Não há santo dentro de relações de poder, mormente, quando o que se tem na maioria das vezes é apenas a arrogância travestida da proteção de direitos da sociedade e das pessoas. Entretanto, com uma visão mais objetiva, e sem o ego inflado que invade os atores dessa arena, há necessidade de se ter um olhar mais técnico sobre a nova Lei de Abuso de autoridade. Trata-se de uma lei tecnicamente superior à lei 4.898/65, sem qualquer vício de inconstitucionalidade como querem alguns. A lei anterior, editada na época da ditadura militar, carecia de reforma integral, adaptando-se aos tempos atuais. Nesse perfil, é extremamente relevante destacar que os tipos penais da lei 4.898/65 eram muito mais abertos e não taxativos do que o cenário ofertado pela lei 13.869/19. Para se certificar disso, ela previa no art. 3º, “a”, da lei anterior:
“Constitui abuso de autoridade qualquer atentado à liberdade locomoção”. Seria perfeitamente amoldável a esse tipo penal toda e qualquer prisão preventiva decretada “sem justa causa” ou até mesmo uma condução coercitiva “fora das hipóteses legais”.
Dependeria de interpretação? Sem dúvida. Porém, na atual lei tudo ficou muito mais claro e taxativo. Toda lei penal pode apresentar defeitos de redação no tocante aos tipos penais incriminadores. Entretanto, as falhas da lei anterior são muito mais gritantes do que as da atual lei. Esta deixou claro que um abuso de autoridade somente ocorre quando manifestamente excessiva for a atitude do agente público.
Manifesto é algo notório, patente, inegável. Nada disso envolvia a lei 4.898/65. Qual lei penal estabelece como norma geral, que além do dolo é preciso buscar o elemento subjetivo específico (dolo específico)? Esta é a primeira.
Além do dolo, consta a especial finalidade de “prejudicar outrem ou beneficiar a si mesmo ou a terceiro, ou, ainda, por mero capricho ou satisfação pessoal”. São variadas alternativas finalísticas, embora todas sejam particularmente reprováveis, razão pela qual se o agente público prender uma pessoa apenas para prejudicá-la; somente para se beneficiar disso; exclusivamente por capricho (vontade arbitrária) ou unicamente para satisfação pessoal (regozijo), indiscutivelmente estão abusando do seu poder.
Ora, a imensa maioria dos agentes de segurança pública, membros do Ministério Público e autoridades judiciárias atuam com lisura, sem nem pensar em se exceder no campo da sua autoridade. É preciso lembrar que, na lei 4.898/65, coube à doutrina e à jurisprudência exigir, para configurar abuso de autoridade, a finalidade específica de se exceder para prejudicar outrem ou satisfazer a si mesmo.

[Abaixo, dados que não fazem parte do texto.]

PR #14253, opened 2022-12-26
Makes improved health scanners able to pinpoint rads

Cameron653:
Because why not.
Currently science can make an improved health analyzer, the other are adminspawn/maintspawn/PoI spawn, and them having the ability to pinpoint rads really isn't worth it.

A atual lei 13.869/19 é muito mais garantista e protetora. O agente público está amparado pelo escudo do elemento subjetivo específico, que é muito difícil de explorar e provar;
Qual outra lei fornece tamanha blindagem aos operadores do direito, evocando, com nitidez, a divergência de interpretação? Não há no Código Penal, nem em leis especiais. Esta nova lei, entretanto, afirma que a “divergência na interpretação de lei ou na avaliação de fatos e provas não configura abuso de autoridade”. Noutros termos, duas autoridades judiciárias podem pensar em situações diametralmente opostas, como prender ou soltar alguém, pois interpretam a lei de maneira divergente.
Não há abuso de autoridade por parte de quem prendeu e, portanto, também não se fala em prevaricação por quem soltou.
Pode-se argumentar que a nova lei de abuso de autoridade foi editada em época equivocada, pois pareceu uma resposta vingativa do Parlamento contra a operação Lava Jato. Mas, na essência técnica, trata-se de uma lei absolutamente normal, sem nenhum vício de inconstitucionalidade, s. m. j., a ser proferido pelo Colendo STF, já acionado por várias ações diretas para tal finalidade. Esta me parece a forma correta de arguir uma insatisfação das autoridades com a nova lei. O que não se pode é agir de forma infantilizada apregoando recuos em decisões judiciais com o intuito de pressionar o Parlamento e o Supremo Tribunal Federal por não concordar com a norma. Se a forma de se insurgir com uma decisão judicial para nós é o recurso, a recíproca aos agentes públicos deve ter a mesma simetria. Quando há uma insatisfação desses agentes, a plataforma adequada são os questionamentos de seus órgãos de classe e associações através de ADIN ou ADC no âmbito do STF. Sem mais.